El chico que se suicidó y los tweets del odio y la imbecilidad (Agensur.info) |
Era cuestión de tiempo y oportunidad. Acaso porque el odio
es más rápido que el amor. El odio no necesita tiempo, se dispara en un
instante. El amor, en cambio, es una construcción. Y el tiempo es ingrediente
esencial de toda construcción. El odio es ciego, no necesita mirar ni conocer,
solo necesita un objeto sobre el cual dispararse. El amor es discernimiento,
encarna en un sujeto al cual se ha aprendido a conocer.
El odio es un rayo,
destruye y se esfuma. El amor es un árbol que crece desde las raíces. El odio
se expande en un instante, contagia, enciende pasiones oscuras, bajas. Se hace
colectivo. El amor mira a quien ama, lo reconoce, no puede ser colectivo ni
instantáneo porque ignoraría todo del otro.

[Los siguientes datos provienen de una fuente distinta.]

PR #11565, opened 2020-05-13
Add support for Azure focal images

wallyworld:
## Description of change

The way eoan and focal and later images have been tagged in Azure has changed.
This adds support for finding and using those images.

## QA steps

juju bootstrap --bootstrap-series=focal azure
juju deploy ubuntu --series=eoan --force
juju deploy ubuntu --series=bionic u2

### DIFF
--- a/provider/azure/internal/imageutils/images.go
+++ b/provider/azure/internal/imageutils/images.go
@@ -12,6 +12,7 @@ import (
 
 	"github.com/Azure/azure-sdk-for-go/services/compute/mgmt/2018-10-01/compute"
 	"github.com/Azure/go-autorest/autorest/to"
+	"github.com/juju/collections/set"
 	"github.com/juju/errors"
 	"github.com/juju/loggo"
 	"github.com/juju/os"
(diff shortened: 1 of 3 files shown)


provider/azure/internal/imageutils/images.go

El odio cobró hace un par de semanas una nueva víctima, esta
vez en Bariloche. Se llamaba Agustín Muñoz, tenía 18 años. Una chica que decía
ser su amiga se enojó con él por una nimiedad y no tuvo mejor idea que acusarlo
de abusador sexual en Instagram. El infundio se viralizó con la velocidad
inusitada con que las mentiras, las notas morbosas, lo bizarro, la ignorancia,
el resentimiento y otros excrementos de una sociedad enferma recorren las redes
sociales convirtiéndolas en cloacas laberínticas. El escrache se transformó en
linchamiento colectivo. En un país acostumbrado a este ejercicio abonado por la
cobardía y el anonimato, en un país en donde el prejuicio es deporte nacional y
el razonamiento agoniza, en donde los jueces y verdugos amateurs son plaga, la
frágil estructura psíquica y emocional del adolescente no resistió. Cuando su
“amiga” se arrepintió y confesó su infamia ya era tarde. Agustín Muñoz se había
suicidado. Ninguno de los miles y miles que acceden a las redes para hacer su
ejercicio cotidiano de escrache, verdugueo y linchamiento publicó una palabra
de arrepentimiento. De nada hubiera servido, pero no lo hizo. Se sabe que las
desmentidas y los arrepentimientos siempre llegan tarde y rara vez reparan lo
que dañaron. La única e ingenua esperanza que queda en estos casos es que la
conciencia de los verdugos, si existe, instale en sus vidas un insomnio
crónico, apenas interrumpido por oscuras pesadillas. También en quienes, como
es común, acusaron a la víctima (en este caso de “depresivo”), o en quienes
volvieron a matarla una vez muerta, como la hembrista (llamarla feminista es
insultar gratuitamente al feminismo) que celebró el episodio porque “cargarse a
unos cuantos inocentes es un precio que se debe pagar”.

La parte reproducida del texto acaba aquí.